_The input_.
◆ ◆ ◆ ◆ ◆ ◆ ◆
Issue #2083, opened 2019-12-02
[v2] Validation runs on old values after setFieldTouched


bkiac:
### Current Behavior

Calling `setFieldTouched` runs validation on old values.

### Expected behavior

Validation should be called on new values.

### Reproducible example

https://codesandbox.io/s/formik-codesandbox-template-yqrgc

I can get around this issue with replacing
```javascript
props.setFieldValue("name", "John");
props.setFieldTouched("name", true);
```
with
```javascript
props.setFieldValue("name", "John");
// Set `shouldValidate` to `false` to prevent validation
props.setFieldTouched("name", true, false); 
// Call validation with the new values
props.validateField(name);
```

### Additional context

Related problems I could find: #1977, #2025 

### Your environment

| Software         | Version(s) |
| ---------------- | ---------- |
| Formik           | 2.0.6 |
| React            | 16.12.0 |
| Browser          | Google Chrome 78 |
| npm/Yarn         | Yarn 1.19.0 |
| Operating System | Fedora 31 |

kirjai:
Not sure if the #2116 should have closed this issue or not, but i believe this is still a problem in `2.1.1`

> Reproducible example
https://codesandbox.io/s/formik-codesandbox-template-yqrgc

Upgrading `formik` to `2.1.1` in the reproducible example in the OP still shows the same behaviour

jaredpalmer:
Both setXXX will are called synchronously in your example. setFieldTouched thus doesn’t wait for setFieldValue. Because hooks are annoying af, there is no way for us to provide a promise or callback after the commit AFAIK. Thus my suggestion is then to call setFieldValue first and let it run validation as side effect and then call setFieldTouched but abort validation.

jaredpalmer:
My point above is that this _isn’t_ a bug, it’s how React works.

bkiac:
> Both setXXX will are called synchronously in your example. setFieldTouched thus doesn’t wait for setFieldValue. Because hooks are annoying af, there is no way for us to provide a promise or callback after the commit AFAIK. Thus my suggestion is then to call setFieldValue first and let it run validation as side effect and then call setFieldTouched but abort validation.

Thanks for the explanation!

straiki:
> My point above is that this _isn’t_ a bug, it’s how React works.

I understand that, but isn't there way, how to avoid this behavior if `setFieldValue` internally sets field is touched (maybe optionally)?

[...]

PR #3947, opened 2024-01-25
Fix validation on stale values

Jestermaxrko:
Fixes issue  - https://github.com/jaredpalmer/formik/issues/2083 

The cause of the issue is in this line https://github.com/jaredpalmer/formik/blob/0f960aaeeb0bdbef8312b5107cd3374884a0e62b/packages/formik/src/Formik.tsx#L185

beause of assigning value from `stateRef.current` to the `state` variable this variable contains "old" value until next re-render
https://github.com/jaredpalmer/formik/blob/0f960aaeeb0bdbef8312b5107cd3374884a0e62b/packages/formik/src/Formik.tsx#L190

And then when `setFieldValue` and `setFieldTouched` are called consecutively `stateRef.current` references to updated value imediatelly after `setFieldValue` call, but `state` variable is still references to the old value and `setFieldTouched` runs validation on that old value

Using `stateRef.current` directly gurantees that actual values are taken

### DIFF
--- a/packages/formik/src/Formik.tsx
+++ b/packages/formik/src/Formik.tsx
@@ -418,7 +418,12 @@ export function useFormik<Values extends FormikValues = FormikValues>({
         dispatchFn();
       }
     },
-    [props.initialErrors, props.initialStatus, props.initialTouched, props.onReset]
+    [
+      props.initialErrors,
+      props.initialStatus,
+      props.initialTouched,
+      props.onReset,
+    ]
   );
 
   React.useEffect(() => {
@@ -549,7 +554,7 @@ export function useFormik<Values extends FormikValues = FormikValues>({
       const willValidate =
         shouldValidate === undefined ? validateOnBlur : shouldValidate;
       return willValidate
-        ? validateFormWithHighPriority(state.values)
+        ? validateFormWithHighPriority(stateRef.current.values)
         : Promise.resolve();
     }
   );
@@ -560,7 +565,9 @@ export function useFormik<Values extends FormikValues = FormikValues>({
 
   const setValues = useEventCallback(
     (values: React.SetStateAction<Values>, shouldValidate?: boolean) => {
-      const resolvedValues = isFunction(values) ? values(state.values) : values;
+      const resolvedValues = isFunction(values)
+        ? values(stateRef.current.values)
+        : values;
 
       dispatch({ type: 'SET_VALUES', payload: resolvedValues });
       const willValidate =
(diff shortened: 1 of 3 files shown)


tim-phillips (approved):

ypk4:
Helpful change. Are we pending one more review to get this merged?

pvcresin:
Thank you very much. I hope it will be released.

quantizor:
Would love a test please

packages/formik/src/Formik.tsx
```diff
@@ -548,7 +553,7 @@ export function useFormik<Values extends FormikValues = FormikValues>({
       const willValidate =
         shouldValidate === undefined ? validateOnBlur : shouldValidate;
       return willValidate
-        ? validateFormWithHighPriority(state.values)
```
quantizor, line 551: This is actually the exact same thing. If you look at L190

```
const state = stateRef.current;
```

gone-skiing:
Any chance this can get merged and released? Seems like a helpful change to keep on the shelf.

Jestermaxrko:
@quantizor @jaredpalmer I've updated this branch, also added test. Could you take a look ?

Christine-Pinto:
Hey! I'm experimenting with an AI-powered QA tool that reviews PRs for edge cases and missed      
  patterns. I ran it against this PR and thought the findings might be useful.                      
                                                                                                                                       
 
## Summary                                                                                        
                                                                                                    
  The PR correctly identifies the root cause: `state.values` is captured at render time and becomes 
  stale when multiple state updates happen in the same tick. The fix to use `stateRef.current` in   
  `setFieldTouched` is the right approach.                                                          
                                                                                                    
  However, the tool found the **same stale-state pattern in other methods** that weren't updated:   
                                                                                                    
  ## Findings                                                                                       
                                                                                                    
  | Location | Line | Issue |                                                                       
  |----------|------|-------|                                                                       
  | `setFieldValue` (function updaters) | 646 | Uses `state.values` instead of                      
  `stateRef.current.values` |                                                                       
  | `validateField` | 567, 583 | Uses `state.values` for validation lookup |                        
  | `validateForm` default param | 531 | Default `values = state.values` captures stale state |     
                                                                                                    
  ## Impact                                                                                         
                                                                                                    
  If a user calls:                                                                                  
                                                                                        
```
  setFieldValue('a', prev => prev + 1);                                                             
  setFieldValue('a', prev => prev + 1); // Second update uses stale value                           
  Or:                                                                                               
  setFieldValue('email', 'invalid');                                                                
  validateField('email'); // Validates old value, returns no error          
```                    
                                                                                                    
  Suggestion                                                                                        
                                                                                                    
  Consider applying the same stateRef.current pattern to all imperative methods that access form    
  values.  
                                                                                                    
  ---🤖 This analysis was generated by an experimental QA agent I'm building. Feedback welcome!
◆ ◆ ◆ ◆ ◆ ◆ ◆
_Problem to solve_. Set down, exactly as they stand above, the lines starting with the line with "PR #3947, opened 2024-01-25" and going on through the line with "(values: React.SetStateAction<Values>, shouldValidate?: boolean)", and no others.

_Result for this task_.
PR #3947, opened 2024-01-25
Fix validation on stale values

Jestermaxrko:
Fixes issue  - https://github.com/jaredpalmer/formik/issues/2083 

The cause of the issue is in this line https://github.com/jaredpalmer/formik/blob/0f960aaeeb0bdbef8312b5107cd3374884a0e62b/packages/formik/src/Formik.tsx#L185

beause of assigning value from `stateRef.current` to the `state` variable this variable contains "old" value until next re-render
https://github.com/jaredpalmer/formik/blob/0f960aaeeb0bdbef8312b5107cd3374884a0e62b/packages/formik/src/Formik.tsx#L190

And then when `setFieldValue` and `setFieldTouched` are called consecutively `stateRef.current` references to updated value imediatelly after `setFieldValue` call, but `state` variable is still references to the old value and `setFieldTouched` runs validation on that old value

Using `stateRef.current` directly gurantees that actual values are taken

### DIFF
--- a/packages/formik/src/Formik.tsx
+++ b/packages/formik/src/Formik.tsx
@@ -418,7 +418,12 @@ export function useFormik<Values extends FormikValues = FormikValues>({
         dispatchFn();
       }
     },
-    [props.initialErrors, props.initialStatus, props.initialTouched, props.onReset]
+    [
+      props.initialErrors,
+      props.initialStatus,
+      props.initialTouched,
+      props.onReset,
+    ]
   );
 
   React.useEffect(() => {
@@ -549,7 +554,7 @@ export function useFormik<Values extends FormikValues = FormikValues>({
       const willValidate =
         shouldValidate === undefined ? validateOnBlur : shouldValidate;
       return willValidate
-        ? validateFormWithHighPriority(state.values)
+        ? validateFormWithHighPriority(stateRef.current.values)
         : Promise.resolve();
     }
   );
@@ -560,7 +565,9 @@ export function useFormik<Values extends FormikValues = FormikValues>({
 
   const setValues = useEventCallback(
     (values: React.SetStateAction<Values>, shouldValidate?: boolean) => {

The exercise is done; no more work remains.